MRI scans of children listening to their mother's voices reveal regions of the brain lighting up in response. The brain response doesn't occur at the sound of other women. The children were scanned while listening to the sound of their own mothers saying three nonsense words and the sound of other women saying three nonsense words for comparison. Nonsense words were selected to avoid the possibility of activating other regions of the brain that might be involved in other functions such as linguistic processing.
Previous studies have shown that children favor their mother's voice, but the underlying mechanism for this preference was unclear.
"Nobody had really looked at the brain circuits that might be engaged," explained senior study author Vinod Menon, a professor of psychiatry and behavioral sciences at Stanford. "We wanted to know: Is it just auditory and voice-selective areas that respond differently, or is it more broad in terms of engagement, emotional reactivity and detection of salient stimuli?"
To answer these questions, researchers analyzed the brain scans of children listening to their mother's voices.
The children in the study were 7 to 12, which surprised me - I see babies delighting in the sound of their mother's voices, but I have definitely seen a lot of 7 to 12 year olds who didn't sound delighted to hear their mothers at all.

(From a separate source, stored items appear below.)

PR #254, opened 2025-07-02
fix: make setContextField and removeContextField be async

nitpum:
## About the changes
`setContextField` and `removeContextField` uses `updateToggles` inside like `updateContext` but both `setContextField` and `removeContextField` don't await `updateToggles`. Lead to a case that will get toggle that use old context value.

This fix is add async to both function like `updateContext` does. Now we can await both function

### DIFF
--- a/src/index.ts
+++ b/src/index.ts
@@ -373,7 +373,7 @@ export class UnleashClient extends TinyEmitter {
         return { ...this.context };
     }
 
-    public setContextField(field: string, value: string) {
+    public async setContextField(field: string, value: string): Promise<void> {
         if (isDefinedContextField(field)) {
             this.context = { ...this.context, [field]: value };
         } else {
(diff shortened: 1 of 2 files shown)


src/index.ts
```diff
@@ -373,25 +373,25 @@ export class UnleashClient extends TinyEmitter {
...
+    public async setContextField(field: string, value: string): Promise<void> {
         if (isDefinedContextField(field)) {
             this.context = { ...this.context, [field]: value };
         } else {
             const properties = { ...this.context.properties, [field]: value };
             this.context = { ...this.context, properties };
         }
 
-        this.updateToggles();
+        await this.updateToggles();
```
gastonfournier, line 384: Maybe we should just return `this.updateToggles()` here? 
@kwasniew what do you think about this?

nitpum:
@gastonfournier any update on this?

src/index.ts
kwasniew: In flutter we have Promise<void> equivalent: https://github.com/Unleash/unleash-flutter-sdk/blob/main/lib/unleash_proxy_client_flutter.dart#L350

I think we should incorporate this change as it is now

gastonfournier:
> I think it's a good change and is pretty much aligned with out flutter SDK that I was working on in the past: https://github.com/Unleash/unleash-flutter-sdk/blob/main/lib/unleash_proxy_client_flutter.dart#L350

Thanks! I'm still unsure if this is the way to go... having update toggles as a side effect of setting context fields. Making it event-driven is kind of the same: you can't await updateContext, you'd have to await for an event to arrive. There's an alternative approach in the Java SDK where we allow you to manually call updateToggles which you can await. 

But given @kwasniew is fine with this, I'm also fine with this solution as is.

gastonfournier:
> @gastonfournier any update on this?

Sorry! Summer happens :D Thanks for your patience, I'm merging this now

PR #1180, opened 2026-04-22
Enforce prompt_storage policy on every notes_add rewrite path

victormier:
## Summary

- `src/authorship/post_commit.rs:164–223` correctly honors `effective_prompt_storage` (strip / redact / CAS) before `notes_add`. The **eight** `notes_add`/`notes_add_batch` callsites in `src/authorship/rebase_authorship.rs` (merge, rebase slow-path, cherry-pick, amend, and the three remap paths) bypassed this entirely — so on amend / rebase / cherry-pick / squash-merge, messages from upstream notes or from working-log checkpoints were serialized straight into git notes, breaking the documented \"default mode strips messages\" contract.
- Extracts the policy block into a new module `src/authorship/prompt_storage_policy.rs` with two helpers and wires it into every rewrite callsite.
- `post_commit.rs` behavior is unchanged; the rewrite paths now match it.
- Incidentally closes a secondary (security) gap: under `prompt_storage = \"notes\"`, the rewrite paths never ran `redact_secrets_from_prompts` either, so secrets could land in notes on any rebase/amend/etc.

## Observed symptom

- Spans every `git_ai_version` from 1.0.37 through 1.3.2 — not a regression in one release.
- **Zero** leaked prompts have `messages_url` set → none traversed the `Default` / CAS branch of the policy block.
- Same squash-merge commit carries a mix of stripped and populated prompts
- We saw this in commits with `accepted_lines > 0` and `total_additions: 0, total_deletions: 0`, which lines up with rebase/squash metadata-template assembly.

Exactly what you'd see if `rebase_authorship.rs` skipped the policy block — which, per the audit, it did.

## Callsite audit (`src/authorship/rebase_authorship.rs`)

| Line | Caller / context | Source of `AuthorshipLog` or note body | strip / redact before this PR? |
|---|---|---|---|
| 631 | Merge (empty-diff branch) → `build_metadata_only_authorship_log_from_source_notes` | Source notes | No |
| 722 | Merge (normal path) → `merged_va.to_authorship_log()` | `new_for_base_commit` → notes + blame | No |
| 1883 | Slow-path rebase batch | Cached per-file attestation text + metadata template | No |
| 2107 | `rewrite_authorship_after_cherry_pick` → `current_va.to_authorship_log()` | `new_for_base_commit` → notes | No |
| 2956 | `rewrite_authorship_after_commit_amend` → `working_va.to_authorship_log_and_initial_working_log()` | Working log (transcripts when present) | No |
| 3449 | `remap_notes_for_commit_pairs` (slow-path fallback) | Source note content, byte-copied | No |
| 3587 | Fast-path rebase note remap | Source note content, byte-copied | No |
| 3682 | Fast-path cherry-pick note remap | Source note blob, byte-copied | No |

The non-test callsite list is exhaustive; nothing else writes notes in this file. Fast-path remap paths need `apply_prompt_storage_policy_to_note` (parse → apply → reserialize) because they operate on raw note bytes. The cost is per-note JSON deserialize+serialize on rebase/cherry-pick — trading raw-byte speed for correctness parity with post_commit.

## Design notes

`apply_prompt_storage_policy(repo, &mut AuthorshipLog)` owns the full policy: custom_attributes injection + match on `PromptStorageMode::{Local, Notes, Default}` + CAS enqueue + strip-on-fallback. `post_commit.rs` now calls it once instead of inlining the block. The amend path also loses its duplicate custom_attributes injection since the helper covers it.

`apply_prompt_storage_policy_to_note(repo, &str)` is the byte-level variant for remap callers. Parse failure falls through unchanged (the downstream reader would fail either way; we don't want to silently lose data).

## Security consideration

Under `prompt_storage = \"notes\"`, `post_commit.rs` calls `redact_secrets_from_prompts` before writing the note. The rewrite paths never did — so any secrets detected at commit time were re-exposed on any subsequent rebase / amend / squash-merge (because that path produced a fresh note without redaction). This PR closes that gap incidentally: the same shared helper enforces redaction on every write.

## Test plan

`tests/integration/prompt_storage_rewrite_paths.rs`:

- [x] Control: `prompt_storage = \"local\"`, initial commit strips messages.
- [x] Amend under local: amended note strips messages (this was the direct reproduction of the leak with agent-v1 / non-refetch preset).
- [x] Rebase / cherry-pick / squash-merge under local, no pre-existing leak.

I guess none of these children were engaged in any mischief - maybe that could be a new variable for a future study.
(Score: 3, Interesting) by jdavidb on Tuesday May 17 2016, @01:41PM
Would be interesting, in the light of equality, how the kids responded to the sound of their dads voice in comparison
Yes, I'd really like to see that, too. And if dad's gone to work all day, versus home all the time, is the level of response stronger or weaker when they hear him?
ⓋⒶ☮✝🕊 Secession is the right of all sentient beings
(Score: 3, Interesting) by GreatAuntAnesthesia on Tuesday May 17 2016, @01:44PM
Indeed. Or the voice of the mother vs the voice of some other woman that the kid knows (a teacher, an aunt, the mother of a friend etc).